- Episode no.: Season 2 Episode 11
- Directed by: Omar Madha
- Written by: Dan E. Fesman
- Cinematography by: Marshall Adams
- Editing by: George Pilkinton
- Production code: 211
- Original air date: November 9, 2012
- Running time: 42 minutes

Guest appearances
- Jason Gedrick as Craig Ferren; Lisa Vidal as Lauren Castro; Jamie McShane as John Kreski;

Episode chronology
| ← Previous "The Hour of Death" | Next → "Season of the Hexenbiest" |
- Grimm season 2

= To Protect and Serve Man =

"To Protect and Serve Man" is the 11th episode of the supernatural drama television series Grimm of season 2 and the 33rd overall, which premiered on November 9, 2012, on the cable network NBC. The episode was written by Dan E. Fesman, and was directed by Omar Madha.

==Plot==
Opening quote: "The beast was simply the Call of the Wild personified... which some natures hear to their own destruction."

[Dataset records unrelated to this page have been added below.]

Issue #1463, opened 2024-06-21
formal: GlobalClock() produces invalid VHDL


NikLeberg:
When the `spinal.core.formal.GlobalClock()` is used, an invalid name is given to the signal in VHDL.
Which generates with VHDL to:
```vhdl
signal _global_clk : std_logic;
attribute gclk of _global_clk : signal is true;
signal _global_reset : std_logic;
```
In VHDL, leading `_` are not allowed.

This was not previously surfaced as VHDL was not a formal target/backend so far. Soon it could become one though.
Maybe drop the `_` in the internal clock definition?

Readon:
> When the `spinal.core.formal.GlobalClock()` is used, an invalid name is given to the signal in VHDL. Which generates with VHDL to:
> 
> ```vhdl
> signal _global_clk : std_logic;
> attribute gclk of _global_clk : signal is true;
> signal _global_reset : std_logic;
> ```
> 
> In VHDL, leading `_` are not allowed.
> 
> This was not previously surfaced as VHDL was not a formal target/backend so far. Soon it could become one though. Maybe drop the `_` in the internal clock definition?

if I understand right, after _global_clk is changed to global_clk it would work?
However, how would it be to sperate the global clock from others? Would there be any conflict on the global clock with normal clock names?

NikLeberg:
> if I understand right, after _global_clk is changed to global_clk it would work?

Yes

> However, how would it be to sperate the global clock from others? Would there be any conflict on the global clock with normal clock names?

In a flashback to 7 years earlier, Hank (Russell Hornsby) and his partner are called to a fight in a house. At the scene, they find one man dead and another wounded. A third man, Craig Ferren (Jason Gedrick), flees but Hank catches and arrests him while he yells about "monsters" wanting to eat him.

In the present, it is one day before Ferren's execution. Knowing what he now does about Wesen, Hank thinks that Ferren may have been telling the truth, and asks Nick (David Giuntoli) for help to prove his innocence. They find a drawing of what Ferren saw, which Nick identifies as a Wendigo—a cannibalistic type of Wesen that kills humans and buries the bodies in a pit. They go to the location of the house intending to search for bodies, but discover that a grocery store has been built on the site.

Nick and Hank visit the address of the wounded man, John Kreski (Jamie McShane). They find bodies under the house, but Kreski arrives and attacks them: he traps Nick in the body pit and escapes. Nick calls DA Lauren Castro (Lisa Vidal) to convince her to stay the execution. Kreski confronts Nick and is killed by Hank. The authorities inspect the grocery store and find more bodies. Castro announces that Ferren is to be released pending further investigation.

Renard (Sasha Roiz) arrives at the spice shop hoping to collect the potion to reverse his obsession, bringing Juliette (Bitsie Tulloch) with him. Monroe (Silas Weir Mitchell) walks in on them kissing and is shocked to recognize Juliette.

==Reception==
===Viewers===
The episode was viewed by 5.21 million people, earning a 1.7/5 in the 18-49 rating demographics on the Nielson ratings scale, ranking second on its timeslot and fourth for the night in the 18-49 demographics, behind Malibu Country, Undercover Boss, and Shark Tank. This was an 8% decrease in viewership from the previous episode, which was watched by 5.64 million viewers with a 1.8/5. This means that 1.7 percent of all households with televisions watched the episode, while 5 percent of all households watching television at that time watched it. With DVR factoring in, the episode was watched by 8.08 million viewers with a 2.9 ratings share in the 18-49 demographics.

===Critical reviews===
"To Protect and Serve Man" received positive reviews. The A.V. Club's Les Chappell gave the episode a "B+" grade and wrote, "'To Protect And Serve Man' doesn't do much to break this trend — with the exception of one promising development I'll get to later — but as a case of the week it's above duller installments like 'The Bottle Imp' and 'The Other Side.' This is largely because it's tied so closely to the smartest move Grimm made all season, the decision to bring Hank into the fold and let him in on Nick's secret life. Hank's new perspective leads him to reconsider a case from seven years earlier, where an Army veteran named Craig Ferrin shot two brothers and claimed they were 'monsters' who wanted to eat him."

Nick McHatton from TV Fanatic, gave a 4.2 star rating out of 5, stating: "As much as I tend to complain when Grimm decides to veer back to its procedural roots, tonight's episode didn't bother me in the slightest. It could be due to some of the serial arcs this season because they are slow burning, but then that would take away from the genuinely compelling case."

Josie Campbell from TV.com wrote, "'To Protect and Serve Man,' the last episode of Grimm before the show's fall finale, continued to lean on the series' cop drama side rather than mythology to deliver a solidly entertaining story about saving an innocent man's life, and a solidly obsession-based story of Renard/Juliette smoochies."